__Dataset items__
[Start of Attachment]
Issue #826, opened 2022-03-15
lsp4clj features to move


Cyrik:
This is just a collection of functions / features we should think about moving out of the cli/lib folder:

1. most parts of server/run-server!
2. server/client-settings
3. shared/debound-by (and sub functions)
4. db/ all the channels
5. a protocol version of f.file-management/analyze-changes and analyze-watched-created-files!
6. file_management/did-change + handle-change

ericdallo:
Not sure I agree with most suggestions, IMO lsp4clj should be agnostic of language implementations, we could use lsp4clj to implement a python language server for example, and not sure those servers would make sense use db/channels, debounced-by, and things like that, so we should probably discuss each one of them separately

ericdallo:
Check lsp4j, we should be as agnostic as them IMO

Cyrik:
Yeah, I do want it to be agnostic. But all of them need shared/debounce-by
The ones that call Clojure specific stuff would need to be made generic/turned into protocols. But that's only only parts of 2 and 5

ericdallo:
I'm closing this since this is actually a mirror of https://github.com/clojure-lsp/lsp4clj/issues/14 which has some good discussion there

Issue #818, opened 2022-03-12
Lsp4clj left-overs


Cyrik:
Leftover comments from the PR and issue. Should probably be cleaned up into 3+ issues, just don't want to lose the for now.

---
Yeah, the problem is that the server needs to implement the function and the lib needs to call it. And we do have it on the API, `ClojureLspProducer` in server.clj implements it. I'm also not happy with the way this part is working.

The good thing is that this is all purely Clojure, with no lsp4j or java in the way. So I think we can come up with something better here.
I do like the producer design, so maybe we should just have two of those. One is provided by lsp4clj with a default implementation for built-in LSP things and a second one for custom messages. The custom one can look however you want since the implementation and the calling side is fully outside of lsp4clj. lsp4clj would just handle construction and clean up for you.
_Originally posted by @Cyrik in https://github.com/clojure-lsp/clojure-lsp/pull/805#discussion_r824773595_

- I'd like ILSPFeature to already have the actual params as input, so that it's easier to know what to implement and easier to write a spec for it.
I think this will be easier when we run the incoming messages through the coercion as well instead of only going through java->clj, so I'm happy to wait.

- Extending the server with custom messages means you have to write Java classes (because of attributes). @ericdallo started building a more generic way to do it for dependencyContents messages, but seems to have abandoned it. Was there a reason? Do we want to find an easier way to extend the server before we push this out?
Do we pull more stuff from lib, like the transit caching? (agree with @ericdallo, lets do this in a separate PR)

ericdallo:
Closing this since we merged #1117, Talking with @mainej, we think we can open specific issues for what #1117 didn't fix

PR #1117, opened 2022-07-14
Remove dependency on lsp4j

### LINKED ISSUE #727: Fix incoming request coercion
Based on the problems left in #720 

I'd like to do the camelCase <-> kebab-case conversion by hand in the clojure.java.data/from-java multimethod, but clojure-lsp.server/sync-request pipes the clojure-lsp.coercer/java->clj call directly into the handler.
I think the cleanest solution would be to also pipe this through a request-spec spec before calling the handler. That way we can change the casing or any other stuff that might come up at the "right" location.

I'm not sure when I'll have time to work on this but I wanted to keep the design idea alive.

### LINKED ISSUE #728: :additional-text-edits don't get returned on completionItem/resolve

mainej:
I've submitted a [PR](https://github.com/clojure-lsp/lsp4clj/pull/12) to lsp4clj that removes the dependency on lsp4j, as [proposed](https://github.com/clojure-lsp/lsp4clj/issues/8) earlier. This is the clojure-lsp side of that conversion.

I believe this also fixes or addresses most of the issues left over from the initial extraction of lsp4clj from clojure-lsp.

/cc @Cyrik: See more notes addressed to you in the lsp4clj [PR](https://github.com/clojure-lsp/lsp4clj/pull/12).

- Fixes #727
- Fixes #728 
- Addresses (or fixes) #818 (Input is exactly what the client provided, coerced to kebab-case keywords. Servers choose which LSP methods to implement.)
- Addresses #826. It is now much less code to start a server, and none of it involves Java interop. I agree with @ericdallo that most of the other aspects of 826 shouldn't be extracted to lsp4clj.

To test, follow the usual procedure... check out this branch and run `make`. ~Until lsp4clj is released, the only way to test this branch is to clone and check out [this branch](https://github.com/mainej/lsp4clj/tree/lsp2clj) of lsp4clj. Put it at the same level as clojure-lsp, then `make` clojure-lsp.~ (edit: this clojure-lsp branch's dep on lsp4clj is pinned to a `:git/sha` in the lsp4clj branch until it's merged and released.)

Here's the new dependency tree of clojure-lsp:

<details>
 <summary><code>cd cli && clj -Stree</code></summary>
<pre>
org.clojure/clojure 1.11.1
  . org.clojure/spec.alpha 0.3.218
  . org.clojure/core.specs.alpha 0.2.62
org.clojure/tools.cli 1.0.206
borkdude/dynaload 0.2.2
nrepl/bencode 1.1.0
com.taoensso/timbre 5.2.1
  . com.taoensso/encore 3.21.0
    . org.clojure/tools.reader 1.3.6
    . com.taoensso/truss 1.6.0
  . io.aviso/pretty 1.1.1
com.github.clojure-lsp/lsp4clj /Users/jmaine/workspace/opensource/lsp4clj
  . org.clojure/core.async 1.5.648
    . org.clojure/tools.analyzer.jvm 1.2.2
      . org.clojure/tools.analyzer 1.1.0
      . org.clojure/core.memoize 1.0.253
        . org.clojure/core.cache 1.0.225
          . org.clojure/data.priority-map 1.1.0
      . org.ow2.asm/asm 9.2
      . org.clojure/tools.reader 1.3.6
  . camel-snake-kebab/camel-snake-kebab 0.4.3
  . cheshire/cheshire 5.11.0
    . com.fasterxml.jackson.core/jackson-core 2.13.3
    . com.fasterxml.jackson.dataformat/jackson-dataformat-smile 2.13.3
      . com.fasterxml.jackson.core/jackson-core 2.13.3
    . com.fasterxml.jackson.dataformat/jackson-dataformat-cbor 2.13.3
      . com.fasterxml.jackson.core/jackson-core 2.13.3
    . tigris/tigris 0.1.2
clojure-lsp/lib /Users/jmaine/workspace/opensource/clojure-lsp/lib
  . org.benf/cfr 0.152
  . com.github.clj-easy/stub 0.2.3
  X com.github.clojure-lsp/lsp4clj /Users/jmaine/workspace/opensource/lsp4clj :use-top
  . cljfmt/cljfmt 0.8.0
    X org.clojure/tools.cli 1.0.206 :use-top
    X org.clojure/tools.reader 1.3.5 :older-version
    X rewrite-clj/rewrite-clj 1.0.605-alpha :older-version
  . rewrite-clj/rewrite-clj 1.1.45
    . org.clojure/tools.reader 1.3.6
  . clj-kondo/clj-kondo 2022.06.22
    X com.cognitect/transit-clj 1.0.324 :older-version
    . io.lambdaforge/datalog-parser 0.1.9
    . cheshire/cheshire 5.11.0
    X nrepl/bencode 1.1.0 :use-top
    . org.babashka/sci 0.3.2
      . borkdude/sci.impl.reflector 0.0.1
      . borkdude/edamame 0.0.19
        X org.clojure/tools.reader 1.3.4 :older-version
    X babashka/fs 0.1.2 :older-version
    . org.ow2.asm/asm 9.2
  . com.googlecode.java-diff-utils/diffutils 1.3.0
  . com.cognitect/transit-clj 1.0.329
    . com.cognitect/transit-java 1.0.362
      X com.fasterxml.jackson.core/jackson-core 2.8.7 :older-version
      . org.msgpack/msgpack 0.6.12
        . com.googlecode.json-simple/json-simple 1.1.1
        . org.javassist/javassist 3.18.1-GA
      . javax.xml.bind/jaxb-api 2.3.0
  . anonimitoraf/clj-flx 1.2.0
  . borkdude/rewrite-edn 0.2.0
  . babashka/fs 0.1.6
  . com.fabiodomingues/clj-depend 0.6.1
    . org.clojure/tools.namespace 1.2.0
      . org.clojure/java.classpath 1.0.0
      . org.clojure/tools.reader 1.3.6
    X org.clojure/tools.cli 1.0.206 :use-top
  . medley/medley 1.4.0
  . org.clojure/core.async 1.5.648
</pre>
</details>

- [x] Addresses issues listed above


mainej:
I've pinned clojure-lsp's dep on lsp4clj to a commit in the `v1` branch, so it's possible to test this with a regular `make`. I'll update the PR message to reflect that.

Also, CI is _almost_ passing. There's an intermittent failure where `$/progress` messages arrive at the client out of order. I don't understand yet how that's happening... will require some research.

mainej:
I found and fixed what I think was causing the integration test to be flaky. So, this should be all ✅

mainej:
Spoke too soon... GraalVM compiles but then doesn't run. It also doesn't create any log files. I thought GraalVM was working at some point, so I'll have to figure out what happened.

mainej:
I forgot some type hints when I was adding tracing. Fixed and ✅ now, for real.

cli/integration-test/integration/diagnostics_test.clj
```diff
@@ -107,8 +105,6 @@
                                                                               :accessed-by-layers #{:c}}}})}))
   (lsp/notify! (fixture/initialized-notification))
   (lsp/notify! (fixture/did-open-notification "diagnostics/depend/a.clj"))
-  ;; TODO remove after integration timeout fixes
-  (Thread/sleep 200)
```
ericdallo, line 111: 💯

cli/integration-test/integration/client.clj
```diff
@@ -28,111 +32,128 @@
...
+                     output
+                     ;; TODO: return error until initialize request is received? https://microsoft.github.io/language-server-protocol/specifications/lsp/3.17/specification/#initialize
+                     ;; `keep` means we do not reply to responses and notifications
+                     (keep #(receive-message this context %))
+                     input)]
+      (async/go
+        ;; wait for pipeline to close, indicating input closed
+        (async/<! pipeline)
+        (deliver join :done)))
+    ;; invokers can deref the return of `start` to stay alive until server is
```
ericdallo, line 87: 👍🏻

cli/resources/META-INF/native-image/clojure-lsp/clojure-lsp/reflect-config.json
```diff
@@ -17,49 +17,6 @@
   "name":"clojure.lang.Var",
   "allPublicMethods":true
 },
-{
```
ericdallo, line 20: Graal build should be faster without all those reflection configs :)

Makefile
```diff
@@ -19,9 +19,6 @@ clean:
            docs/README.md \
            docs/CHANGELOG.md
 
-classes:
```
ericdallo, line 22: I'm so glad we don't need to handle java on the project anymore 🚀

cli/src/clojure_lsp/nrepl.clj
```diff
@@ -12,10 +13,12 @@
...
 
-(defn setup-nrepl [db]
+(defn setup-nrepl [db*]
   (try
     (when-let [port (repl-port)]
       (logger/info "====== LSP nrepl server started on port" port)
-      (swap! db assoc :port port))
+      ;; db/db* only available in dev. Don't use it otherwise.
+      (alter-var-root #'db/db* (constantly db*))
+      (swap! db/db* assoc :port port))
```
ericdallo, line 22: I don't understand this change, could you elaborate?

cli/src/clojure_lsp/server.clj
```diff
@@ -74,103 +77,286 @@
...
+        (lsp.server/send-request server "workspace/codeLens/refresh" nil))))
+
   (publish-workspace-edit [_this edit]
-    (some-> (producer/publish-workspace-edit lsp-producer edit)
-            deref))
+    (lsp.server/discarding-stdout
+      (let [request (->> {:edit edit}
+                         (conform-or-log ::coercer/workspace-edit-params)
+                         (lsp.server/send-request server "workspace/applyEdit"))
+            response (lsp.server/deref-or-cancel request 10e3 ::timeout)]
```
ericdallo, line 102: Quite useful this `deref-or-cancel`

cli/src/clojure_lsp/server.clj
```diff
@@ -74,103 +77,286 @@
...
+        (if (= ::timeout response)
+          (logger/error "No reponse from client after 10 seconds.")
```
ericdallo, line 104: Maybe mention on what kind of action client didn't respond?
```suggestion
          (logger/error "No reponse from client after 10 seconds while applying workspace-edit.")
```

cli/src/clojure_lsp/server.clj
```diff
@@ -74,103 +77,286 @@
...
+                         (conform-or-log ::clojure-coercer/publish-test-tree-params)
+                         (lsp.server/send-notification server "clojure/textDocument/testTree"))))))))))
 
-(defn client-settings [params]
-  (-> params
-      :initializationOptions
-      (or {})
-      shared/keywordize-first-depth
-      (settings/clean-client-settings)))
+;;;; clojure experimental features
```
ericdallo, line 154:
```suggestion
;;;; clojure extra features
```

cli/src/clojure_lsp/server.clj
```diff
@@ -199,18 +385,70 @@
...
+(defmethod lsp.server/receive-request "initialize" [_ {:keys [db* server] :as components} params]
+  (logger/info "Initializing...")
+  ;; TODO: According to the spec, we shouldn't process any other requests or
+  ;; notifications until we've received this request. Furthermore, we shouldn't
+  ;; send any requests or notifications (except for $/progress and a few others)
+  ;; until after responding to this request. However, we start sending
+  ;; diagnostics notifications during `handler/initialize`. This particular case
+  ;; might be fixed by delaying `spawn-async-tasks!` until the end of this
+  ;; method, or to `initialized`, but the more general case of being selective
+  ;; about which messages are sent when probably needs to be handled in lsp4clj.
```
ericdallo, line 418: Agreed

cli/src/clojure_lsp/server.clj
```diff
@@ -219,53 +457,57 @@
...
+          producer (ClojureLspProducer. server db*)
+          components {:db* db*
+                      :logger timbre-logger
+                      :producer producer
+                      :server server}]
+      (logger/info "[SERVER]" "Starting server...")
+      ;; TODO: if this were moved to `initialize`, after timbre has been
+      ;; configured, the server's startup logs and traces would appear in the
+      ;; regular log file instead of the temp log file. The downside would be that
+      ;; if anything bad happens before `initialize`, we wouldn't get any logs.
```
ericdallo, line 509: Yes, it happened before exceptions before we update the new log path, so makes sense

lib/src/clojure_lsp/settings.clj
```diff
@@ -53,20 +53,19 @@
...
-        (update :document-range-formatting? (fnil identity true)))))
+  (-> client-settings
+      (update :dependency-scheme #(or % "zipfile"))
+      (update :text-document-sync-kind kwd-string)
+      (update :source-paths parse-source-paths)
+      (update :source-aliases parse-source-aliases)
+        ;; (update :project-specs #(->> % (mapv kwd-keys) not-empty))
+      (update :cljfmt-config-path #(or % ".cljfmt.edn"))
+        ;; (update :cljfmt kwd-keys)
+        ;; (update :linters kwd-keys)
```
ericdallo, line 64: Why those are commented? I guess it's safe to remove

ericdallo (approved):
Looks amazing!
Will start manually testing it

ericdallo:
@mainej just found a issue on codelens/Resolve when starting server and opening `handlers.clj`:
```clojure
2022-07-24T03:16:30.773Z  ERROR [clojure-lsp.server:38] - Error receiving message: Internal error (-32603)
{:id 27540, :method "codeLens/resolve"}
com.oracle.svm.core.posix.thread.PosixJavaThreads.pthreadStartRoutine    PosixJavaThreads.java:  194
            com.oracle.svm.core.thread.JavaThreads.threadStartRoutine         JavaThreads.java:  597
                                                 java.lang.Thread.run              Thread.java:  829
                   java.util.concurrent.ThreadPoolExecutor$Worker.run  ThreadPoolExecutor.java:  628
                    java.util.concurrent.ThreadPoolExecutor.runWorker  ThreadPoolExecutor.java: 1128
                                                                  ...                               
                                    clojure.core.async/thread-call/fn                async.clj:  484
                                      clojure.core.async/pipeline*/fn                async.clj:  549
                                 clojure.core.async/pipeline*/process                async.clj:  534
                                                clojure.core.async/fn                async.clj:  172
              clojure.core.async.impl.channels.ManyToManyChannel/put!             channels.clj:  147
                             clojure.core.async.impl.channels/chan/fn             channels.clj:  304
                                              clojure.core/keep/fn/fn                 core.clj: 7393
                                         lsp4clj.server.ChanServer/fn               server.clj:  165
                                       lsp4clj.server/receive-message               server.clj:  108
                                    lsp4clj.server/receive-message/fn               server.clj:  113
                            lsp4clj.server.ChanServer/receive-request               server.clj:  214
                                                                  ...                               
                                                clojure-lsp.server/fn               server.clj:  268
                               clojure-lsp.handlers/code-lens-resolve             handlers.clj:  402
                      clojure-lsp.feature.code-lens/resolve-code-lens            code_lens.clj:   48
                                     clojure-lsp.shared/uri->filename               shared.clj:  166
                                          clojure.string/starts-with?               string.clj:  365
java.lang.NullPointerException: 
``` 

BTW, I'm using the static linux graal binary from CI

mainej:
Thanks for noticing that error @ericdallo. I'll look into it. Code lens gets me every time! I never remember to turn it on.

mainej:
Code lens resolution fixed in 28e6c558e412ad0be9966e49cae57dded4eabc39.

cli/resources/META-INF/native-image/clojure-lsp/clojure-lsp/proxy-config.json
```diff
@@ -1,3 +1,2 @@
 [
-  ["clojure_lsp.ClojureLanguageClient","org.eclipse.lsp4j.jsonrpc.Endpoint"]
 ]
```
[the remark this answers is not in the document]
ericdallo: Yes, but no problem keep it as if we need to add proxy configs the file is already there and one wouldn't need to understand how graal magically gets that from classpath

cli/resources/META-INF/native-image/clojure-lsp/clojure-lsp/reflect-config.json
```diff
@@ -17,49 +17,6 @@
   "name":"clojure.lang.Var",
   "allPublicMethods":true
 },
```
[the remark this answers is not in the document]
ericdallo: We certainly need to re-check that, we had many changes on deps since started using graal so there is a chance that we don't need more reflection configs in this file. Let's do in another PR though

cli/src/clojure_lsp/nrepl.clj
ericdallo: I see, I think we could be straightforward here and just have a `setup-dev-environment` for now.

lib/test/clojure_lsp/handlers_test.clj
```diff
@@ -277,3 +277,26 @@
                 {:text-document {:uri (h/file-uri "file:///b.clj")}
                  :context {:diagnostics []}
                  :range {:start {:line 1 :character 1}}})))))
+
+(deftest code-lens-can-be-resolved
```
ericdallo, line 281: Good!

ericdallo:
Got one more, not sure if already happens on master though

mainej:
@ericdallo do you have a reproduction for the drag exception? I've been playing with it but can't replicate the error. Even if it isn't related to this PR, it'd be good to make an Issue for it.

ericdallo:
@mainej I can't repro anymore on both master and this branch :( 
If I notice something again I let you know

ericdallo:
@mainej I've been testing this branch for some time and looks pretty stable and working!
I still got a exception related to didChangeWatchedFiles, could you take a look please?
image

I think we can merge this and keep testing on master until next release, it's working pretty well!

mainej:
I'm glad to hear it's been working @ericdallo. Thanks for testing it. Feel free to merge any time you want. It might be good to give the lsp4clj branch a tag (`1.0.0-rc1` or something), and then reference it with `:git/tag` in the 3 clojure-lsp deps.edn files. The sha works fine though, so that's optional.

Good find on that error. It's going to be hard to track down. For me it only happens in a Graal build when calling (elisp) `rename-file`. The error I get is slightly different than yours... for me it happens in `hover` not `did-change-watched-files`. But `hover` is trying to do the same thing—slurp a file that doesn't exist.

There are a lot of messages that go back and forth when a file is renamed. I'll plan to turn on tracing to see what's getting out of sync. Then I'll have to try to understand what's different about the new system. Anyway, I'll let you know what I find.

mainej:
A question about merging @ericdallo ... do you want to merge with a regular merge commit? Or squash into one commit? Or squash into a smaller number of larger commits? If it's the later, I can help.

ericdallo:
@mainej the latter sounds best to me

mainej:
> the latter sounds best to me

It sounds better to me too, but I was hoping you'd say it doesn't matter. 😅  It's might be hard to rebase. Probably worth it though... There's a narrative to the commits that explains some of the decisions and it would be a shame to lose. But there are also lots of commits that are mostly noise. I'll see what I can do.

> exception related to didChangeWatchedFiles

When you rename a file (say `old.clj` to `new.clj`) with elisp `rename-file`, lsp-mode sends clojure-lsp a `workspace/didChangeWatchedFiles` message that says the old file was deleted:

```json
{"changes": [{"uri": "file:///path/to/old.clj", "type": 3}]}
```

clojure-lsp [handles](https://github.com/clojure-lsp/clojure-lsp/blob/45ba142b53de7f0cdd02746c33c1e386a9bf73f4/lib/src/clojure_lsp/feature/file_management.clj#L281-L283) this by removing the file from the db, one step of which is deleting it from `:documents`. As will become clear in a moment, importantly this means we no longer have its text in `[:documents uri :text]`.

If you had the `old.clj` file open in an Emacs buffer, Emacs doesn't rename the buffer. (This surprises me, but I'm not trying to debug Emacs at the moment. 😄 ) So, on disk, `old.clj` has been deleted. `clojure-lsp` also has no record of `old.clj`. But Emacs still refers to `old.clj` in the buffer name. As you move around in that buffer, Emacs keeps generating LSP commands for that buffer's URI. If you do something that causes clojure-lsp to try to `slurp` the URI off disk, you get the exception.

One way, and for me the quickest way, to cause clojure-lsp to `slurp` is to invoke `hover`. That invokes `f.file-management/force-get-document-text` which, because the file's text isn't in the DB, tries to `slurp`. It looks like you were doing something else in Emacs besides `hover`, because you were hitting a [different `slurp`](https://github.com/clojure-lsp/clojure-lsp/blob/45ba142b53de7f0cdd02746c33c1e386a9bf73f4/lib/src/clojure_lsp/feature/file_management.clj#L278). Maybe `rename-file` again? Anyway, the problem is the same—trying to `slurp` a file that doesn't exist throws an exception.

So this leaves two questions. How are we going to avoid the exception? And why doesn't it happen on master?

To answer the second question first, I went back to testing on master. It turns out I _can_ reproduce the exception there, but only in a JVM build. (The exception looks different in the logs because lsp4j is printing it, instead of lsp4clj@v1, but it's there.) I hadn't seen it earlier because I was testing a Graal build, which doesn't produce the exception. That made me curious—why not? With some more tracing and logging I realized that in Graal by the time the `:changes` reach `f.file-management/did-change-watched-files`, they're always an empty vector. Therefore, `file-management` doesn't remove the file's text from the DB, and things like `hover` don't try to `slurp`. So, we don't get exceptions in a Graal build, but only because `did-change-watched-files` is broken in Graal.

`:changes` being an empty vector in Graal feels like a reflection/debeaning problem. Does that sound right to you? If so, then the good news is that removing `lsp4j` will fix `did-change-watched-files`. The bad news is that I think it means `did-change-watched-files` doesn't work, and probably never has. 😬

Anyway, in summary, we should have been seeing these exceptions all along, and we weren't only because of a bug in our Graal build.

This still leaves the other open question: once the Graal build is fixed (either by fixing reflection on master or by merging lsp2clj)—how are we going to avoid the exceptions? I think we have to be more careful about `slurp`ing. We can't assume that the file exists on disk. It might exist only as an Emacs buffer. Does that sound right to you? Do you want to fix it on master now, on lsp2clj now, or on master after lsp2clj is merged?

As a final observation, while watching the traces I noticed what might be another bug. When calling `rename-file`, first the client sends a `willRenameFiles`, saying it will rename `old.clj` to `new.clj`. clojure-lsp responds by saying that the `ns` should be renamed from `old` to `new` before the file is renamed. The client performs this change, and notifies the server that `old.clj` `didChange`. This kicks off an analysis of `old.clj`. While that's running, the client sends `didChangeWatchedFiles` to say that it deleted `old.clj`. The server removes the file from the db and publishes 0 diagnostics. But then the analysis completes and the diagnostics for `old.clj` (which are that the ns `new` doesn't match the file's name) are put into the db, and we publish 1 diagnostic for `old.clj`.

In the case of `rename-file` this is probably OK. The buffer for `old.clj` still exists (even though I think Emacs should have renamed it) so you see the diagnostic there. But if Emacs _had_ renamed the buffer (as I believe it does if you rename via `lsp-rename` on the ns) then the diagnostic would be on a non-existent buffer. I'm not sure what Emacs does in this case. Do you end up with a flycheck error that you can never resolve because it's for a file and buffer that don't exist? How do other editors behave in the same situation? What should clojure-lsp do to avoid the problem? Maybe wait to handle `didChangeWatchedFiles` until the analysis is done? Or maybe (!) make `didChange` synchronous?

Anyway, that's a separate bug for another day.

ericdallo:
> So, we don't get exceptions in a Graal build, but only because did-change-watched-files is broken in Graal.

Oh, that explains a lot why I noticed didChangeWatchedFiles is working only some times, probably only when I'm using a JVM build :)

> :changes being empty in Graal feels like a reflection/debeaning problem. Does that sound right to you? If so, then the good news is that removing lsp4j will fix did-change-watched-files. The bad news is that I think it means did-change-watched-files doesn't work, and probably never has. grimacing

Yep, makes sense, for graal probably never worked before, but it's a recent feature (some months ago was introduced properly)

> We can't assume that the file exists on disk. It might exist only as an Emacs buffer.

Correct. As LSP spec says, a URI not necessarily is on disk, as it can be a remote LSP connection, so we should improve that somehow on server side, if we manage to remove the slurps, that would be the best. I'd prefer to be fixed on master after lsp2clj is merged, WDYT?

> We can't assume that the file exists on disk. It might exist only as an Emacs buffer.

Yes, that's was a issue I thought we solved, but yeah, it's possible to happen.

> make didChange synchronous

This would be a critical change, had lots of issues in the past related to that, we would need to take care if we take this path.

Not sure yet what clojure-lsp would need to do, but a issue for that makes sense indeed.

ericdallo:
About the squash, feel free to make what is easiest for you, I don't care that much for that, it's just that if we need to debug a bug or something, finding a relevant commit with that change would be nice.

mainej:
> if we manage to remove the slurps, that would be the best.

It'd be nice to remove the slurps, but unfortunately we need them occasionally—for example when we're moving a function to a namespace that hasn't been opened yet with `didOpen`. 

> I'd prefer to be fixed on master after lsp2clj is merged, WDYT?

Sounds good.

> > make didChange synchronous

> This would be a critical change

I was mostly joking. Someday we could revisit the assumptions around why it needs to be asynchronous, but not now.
[End of Attachment]
__Description of the task__
Find the lines above that hold "cljfmt", then copy each of them.

__Answer box__
  . cljfmt/cljfmt 0.8.0
+      (update :cljfmt-config-path #(or % ".cljfmt.edn"))
+        ;; (update :cljfmt kwd-keys)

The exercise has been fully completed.